# Bypass FRP Samsung Galaxy S7 Edge Android 7.0 [latest 2018]



## techeligible3322 (Mar 19, 2018)

MODERATOR NOTICE: LINKS REMOVED
Per the forum rules, using XDA to promote your own blog is not allowed:


> Self-promotion is forbidden, this includes blogs, social media and video channels etc. Random links will be removed.

Click to collapse




> Encouraging members to participate in forum activities on other phone related sites is prohibited.

Click to collapse


_________


If you've tried multiple methods to bypass frp galaxy s7 edge, and unable to bypass frp lock, because off course new security patch level now being bit difficult to bypass google account, before it was, just to dial emergency number, and then connect or pair any headset via Bluetooth to open chrome browser or calculator.  But in new security patch level, bluetooth options is not working anymore, so that's why i've decided to share with you guyz new method on how to enable bluetooth option to make frp procedure easy for any Samsung Galaxy S7 Edge device. 

This method has been tested with [SM-G935L Nougat 7.0]. :fingers-crossed:

Download FRP Bypass Tool:

*ODIN [DOWNLOAD]*

*[SAMSUNG USB DRIVER [DOWNLOAD]
*
*Let's Start to bypass frp:*

-Switch on device.
-Connect Wi-Fi.
-From welcome screen, dial emergency number "911", or you can dial any emergency number to get bluetooth icon.
-After dialing number, you will have many option, just tap on "Bluetooth" icon to pair your any bluetooth headset with your deivce.
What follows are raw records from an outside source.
Issue #4145, opened 2022-10-18
Use negative powers for the representation of units


aaguasca:
Dear developers,

**Context**
Currently, the astropy units are used directly to represent the units of a given axis.

**Describe the solution you'd like**
I propose to use `to_string('latex_inline')` to represent the units of the y-axis with negative powers instead of fractions. Using `.to_string('latex_inline')` may make the unit representation clearer.

registerrier:
Hello @aaguasca . Have you tried to explore the solution you propose?

aaguasca:
Hello @registerrier. Sorry for the delay. Yes, I tried this solution. Please, find below the SED plot from tutorial "analysis-1d/spectral_analysis.ipynb" using `.to_string('latex_inline')`:
![image](https://user-images.githubusercontent.com/82101094/218340935-37f6be81-f233-4ea2-b1b6-b2df1b775641.png)

For this example, I added `.to_string('latex_inline')` to the following lines:
https://github.com/gammapy/gammapy/blob/74c6a76de09ef7c5189ca6e61804469ab96c3fef/gammapy/estimators/points/core.py#L525
https://github.com/gammapy/gammapy/blob/74c6a76de09ef7c5189ca6e61804469ab96c3fef/gammapy/estimators/points/core.py#L617

Adding `.to_string('latex_inline')` should not raise errors because None "units" are prevented, for example by this:
https://github.com/gammapy/gammapy/blob/74c6a76de09ef7c5189ca6e61804469ab96c3fef/gammapy/estimators/points/core.py#L494

If it is OK, I can take care of the PR. I will add `.to_string('latex_inline')` to all relevant axis with expected negative powers.

registerrier:
Hi @aaguasca I suppose it is more efficient to directly use `quantity_support`  from astropy.visualization: 
https://docs.astropy.org/en/stable/api/astropy.visualization.quantity_support.html

aaguasca:
Hi @registerrier, very interesting feature! I suppose using `quantity_support` is necessary to handle the representation of data with different units (but equivalent), but I think we have to define the axis label as well. As far as I know, `quantity_support` only plots the units (with negative powers), but not the name of the variable that has these units. Thus, I think one must specify set_{x,y}label too. Then, when one uses set_{x,y}label, the axis label shows the units without negative powers again.

PR #4428, opened 2023-03-28
Add .to_string() to axis y/xlabel

aaguasca:
**Description**

This pull request addresses Issue #4145. 

The changes consist of adding `.to_string('latex_inline')` to the unit representation in x/y axis labels using the units in ax.xaxis.units, ax.yaxis.units, or directly the units of the object displayed in that axis. In particular, it is added to axes where a power representation is required.

**Dear reviewer**

The PR is ready for review. 

Most of the code where I add `.to_string('latex_inline')` already uses `with quantity_support()`, which prevents any possible error when the ax.yaxis.units or ax.xaxis.units are NoneType. For the case of methods `plot` and `plot_ts_profiles` in "gammapy/estimators/points/core.py", the function variable `DEFAULT_UNIT` prevents NoneType ax.yaxis.units.

### DIFF
--- a/gammapy/irf/psf/map.py
+++ b/gammapy/irf/psf/map.py
@@ -497,8 +497,8 @@ class PSFMap(IRFMap):
                 ax.plot(rad, psf_value, label=label, **kwargs)
 
         ax.set_yscale("log")
-        ax.set_xlabel(f"Rad [{ax.xaxis.units}.to_string(UNIT_STRING_FORMAT)]")
-        ax.set_ylabel(f"PSF [{ax.yaxis.units}.to_string(UNIT_STRING_FORMAT)]")
+        ax.set_xlabel(f"Rad [{ax.xaxis.units.to_string(UNIT_STRING_FORMAT)}]")
+        ax.set_ylabel(f"PSF [{ax.yaxis.units.to_string(UNIT_STRING_FORMAT)}]")
         ax.xaxis.set_major_formatter(FormatStrFormatter("%.2f"))
         plt.legend()
         return ax
--- a/gammapy/irf/psf/map.py
+++ b/gammapy/irf/psf/map.py
@@ -5,6 +5,7 @@ from astropy.visualization import quantity_support
 import matplotlib.pyplot as plt
 from matplotlib.ticker import FormatStrFormatter
 from gammapy.maps import Map, MapAxes, MapAxis, MapCoord, WcsGeom
+from gammapy.maps.axes import UNIT_STRING_FORMAT
 from gammapy.modeling.models import PowerLawSpectralModel
 from gammapy.utils.gauss import Gauss2DPDF
 from gammapy.utils.random import InverseCDFSampler, get_random_state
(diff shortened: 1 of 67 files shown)


registerrier:
Thanks @aaguasca !
Apparently there is a formatting issue in the CI. Do you use the correct settings for the pre-commit? What version of black do you have?

adonath:
Thanks @aaguasca, this looks mostly good! I think it is still a good idea to introduce a global variable e.g. here https://github.com/gammapy/gammapy/blob/main/gammapy/maps/axes.py#L71

Like so:
```python3

UNIT_STRING_FORMAT = "latex_inline"

ax.set_ylabel(f"Sensitivity [{t['e2dnde'].unit.to_string(UNIT_STRING_FORMAT)}]")
```
Such that it could be potentially modified by users, if needed.

adonath:
On second thought I think we should use is consistently (not only for powers...). There potentially a few more places to be adapted https://github.com/gammapy/gammapy/search?q=set_ylabel

registerrier:
Hi @aaguasca , there is a merge conflict here because the tests you modify were adapted in #4429 because they were breaking with future versions of astropy and matplotlib. The order of the units in the label will change in the future, so we no longer test the unit in the label string, but simply that the unit seen by matplotlib is correct.
So the modifications in test_spectral should be reverted and rebased. Then maybe simply test that the unit part of the label string is latex?

aaguasca:
Hi @registerrier. Thank you for the clarification. I will revert the changes in the test test_spectral. 

I created a PR to fix another problem with the tests (PR #4446). Once it is merged, I will push all commits. Please, let me know if I should modify something in PR #4446.

> Then maybe simply test that the unit part of the label string is latex?

Maybe if we know the convention of the unit representation, for example, within brackets, checking the default string format representation of the units should be relatively easy using split.

registerrier (commented):
Thanks @aaguasca . This looks good.

Shouldn't all `MapAxis` have a `Unit` defined? Even `LabelMapAxis` does.
For `rad`, the issue is the content of the `IRF`, but here it should have a unit too, no?

aaguasca:
I think the problem is `psf_value`. The returned array by the method `self.psf_map.interp_by_coord` has no units because `self.psf_map` is a `RegionNDMap` object.

Maybe a workaround would be to multiply the output `psf_value` by `self.psf_map.unit`. What do you think the best solution is?

gammapy/irf/psf/map.py
```diff
@@ -493,9 +497,10 @@ def plot_psf_vs_rad(self, ax=None, energy_true=[0.1, 1, 10] * u.TeV, **kwargs):
             with quantity_support():
                 ax.plot(rad, psf_value, label=label, **kwargs)
 
+        format_NoneType_axes_units(ax)
```
registerrier, line 500: yes here it should  be sufficient to do `psf_value *= self.psf_map.unit`

registerrier (approved):
Thansk @aaguasca . This looks good. Indeed, you could multiply here the `psf_value` by the `psf_map` unit. 
`interp_by_coord` returns an array...

registerrier (approved):
Thanks @aaguasca . No further comment.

Note: If your "Bluetooth" option is not working, then for  [SM-G395L], you can download FIRMWARE from below, this would downgrade your sec patch to get bluetooth worked.
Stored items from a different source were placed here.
PR #4429, opened 2023-03-28
Fix CI fail in test_spectrum

AtreyeeS:
This should fix the CI break which checks the string instead of the unit

### DIFF
--- a/gammapy/makers/tests/test_spectrum.py
+++ b/gammapy/makers/tests/test_spectrum.py
@@ -223,7 +223,7 @@ def test_safe_mask_maker_dc1(spectrum_dataset_gc, observations_cta_dc1):
     maker = SpectrumDatasetMaker()
     dataset = maker.run(spectrum_dataset_gc, obs)
     dataset = safe_mask_maker.run(dataset, obs)
-    assert_allclose(dataset.energy_range[0], 1, rtol=1e-3)
+    assert_allclose(dataset.energy_range[0].data, 1.0, rtol=1e-3)
     assert dataset.energy_range[0].unit == "TeV"
 
 
--- a/gammapy/makers/tests/test_spectrum.py
+++ b/gammapy/makers/tests/test_spectrum.py
@@ -217,9 +217,9 @@ def test_safe_mask_maker_dl3(spectrum_dataset_crab, observations_hess_dl3):
 
 @requires_data()
 def test_safe_mask_maker_dc1(spectrum_dataset_gc, observations_cta_dc1):
-    safe_mask_maker = SafeMaskMaker(methods=["edisp-bias", "aeff-max"])
+    safe_mask_maker = SafeMaskMaker(methods=["aeff-max"])
     empty = SpectrumDataset.from_geoms(**spectrum_dataset_gc.geoms)
-    obs = observations_cta_dc1[0]
+    obs = observations_cta_dc1[1]
     maker = SpectrumDatasetMaker()
     dataset = maker.run(empty, obs)
     dataset = safe_mask_maker.run(dataset, obs)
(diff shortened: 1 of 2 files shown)


registerrier (dismissed):
Thanks @AtreyeeS ! This is important to solve these issues.

No comment from my side. 
Just one question, what is the issue with  `dataset.energy_range` in test_spectrum.py?

AtreyeeS:
I can't reproduce the error locally, so its difficult to debug. The CI builds mask the first bin, 3.16 is the starting energy of the next bin..

AtreyeeS:
Ok apparently the problem was with the `edisp` option on the safe mask maker. Still dont know why!

adonath:
> Ok apparently the problem was with the edisp option on the safe mask maker. Still dont know why!

I think this is a sparse fail. Right no it is all green.

gammapy/makers/tests/test_spectrum.py
```diff
@@ -217,13 +217,13 @@ def test_safe_mask_maker_dl3(spectrum_dataset_crab, observations_hess_dl3):
 
 @requires_data()
 def test_safe_mask_maker_dc1(spectrum_dataset_gc, observations_cta_dc1):
-    safe_mask_maker = SafeMaskMaker(methods=["edisp-bias", "aeff-max"])
```
AtreyeeS, line 220: @adonath Its green because I removed the edisp-bias here

gammapy/modeling/models/tests/test_spectral.py
```diff
@@ -437,26 +437,34 @@ def test_model_plot_sed_type():
...
+        assert ax1.axes.axes.get_ylabel().split()[0] == "dnde"
+        assert ax2.yaxis.units.is_equivalent(u.Unit("1 / (s cm2 TeV)"))
+        assert ax2.axes.axes.get_ylabel().split()[0] == "dnde"
 
     with mpl_plot_check():
         ax1 = pwl.plot((1 * u.TeV, 100 * u.TeV), sed_type="e2dnde")
         ax2 = pwl.plot_error((1 * u.TeV, 100 * u.TeV), sed_type="e2dnde")
-        assert ax1.axes.axes.get_ylabel() == "e2dnde [erg / (cm2 s)]"
-        assert ax2.axes.axes.get_ylabel() == "e2dnde [erg / (cm2 s)]"
+        assert ax1.yaxis.units.is_equivalent(u.Unit("erg / (cm2 s)"))
```
adonath, line 448: I remember I had some discussions with Christoph in the past on how to test something like this. In the end he convinced me that one should test, that the unit does not change at all. E.g. in our code (for what ever reason...) the units could change to `"TeV / (m2 s)` and the test would pass.

So my proposal here would be to just cover both cases:
```python3
label = ax2.axes.axes.get_ylabel()
assert label in ["e2dnde [erg / (cm2 s)]", "..." ]
```

registerrier (dismissed):
Thanks @AtreyeeS .

Removing the failing test is of course a possibility. It sounds fine to me. I would just suggest to open an issue to create a test for this `edisp-bias` option.

gammapy/modeling/models/tests/test_spectral.py
adonath: > Do you know if we can check if units are same, ie, not equivalent?

Just comparing the units seems to work as expected:

```python

a = u.Unit("erg / (cm2 s)")
b = u.Unit("erg / (s cm2)")
c = u.Unit("TeV / (s cm2)")

print(a == b)
print(a == c)
```

gammapy/makers/tests/test_spectrum.py
adonath: That's fine be me as well. However we should maybe make a reminder issue to investigate at some point why it failed...

registerrier (approved):
Thanks @AtreyeeS !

⇒ G935LKLU1DQL1_G935LBUC1DQL1_LUC*[DOWNLOAD]
⇒ G935LKLU1DQL1_G935LLUC1DQL1_LUC*[DOWNLOAD]
⇒ G935L_G935LKLU1DQF4_LUC*[DOWNLOAD]


*Downgrade Sec Patch SM-G935L:*

-Install "USB Driver".
-Open "ODIN" Software.
-Give file path from downloaded firmware in "Odin Software".

Note: you have to give file path from firmware only of "BL, AP, CP, HOME CSC", and "Home CSC FILE" you will give in Odin "CSC" option.

-Put galaxy s7 edge device in download mode.
-connect device to computer.
-click on "Start" button from odin software to flash device.
-once flashing process finish, disconnect device, and then device will reboot DEVICE.
-Connect Wi-Fi, dial emergency number (911), and then tap on "Bluetooth" icon.
-pair your any headset with galaxy s7 edge.
-long tap "Call button" from headset, after that you will get popup on your s7 edge device.
-tap on "Galaxy App" from popup.
-In google, type "Calculator".
-DOWNLOAD and Open Calculator.

*Dial Below Code:*

-Type this code in your calculator "*(*+30012012732+**"

-Then in dparser mode, type this one code "***#0808#**"

-If above code does not lead you to the "USB Settings", then type below code.

-Type code "*319712358*", after that give password "*0821*"

-Select "USB Settings".

-tap on "DM + ACM + ADB", after that tap on "Reboot"

-After rebooting finish, you will have "Welcome!" screen.


*Final Step to bypass frp:*

1/ Connect device to computer.

2/ Make sure device is on "Welcome Screen".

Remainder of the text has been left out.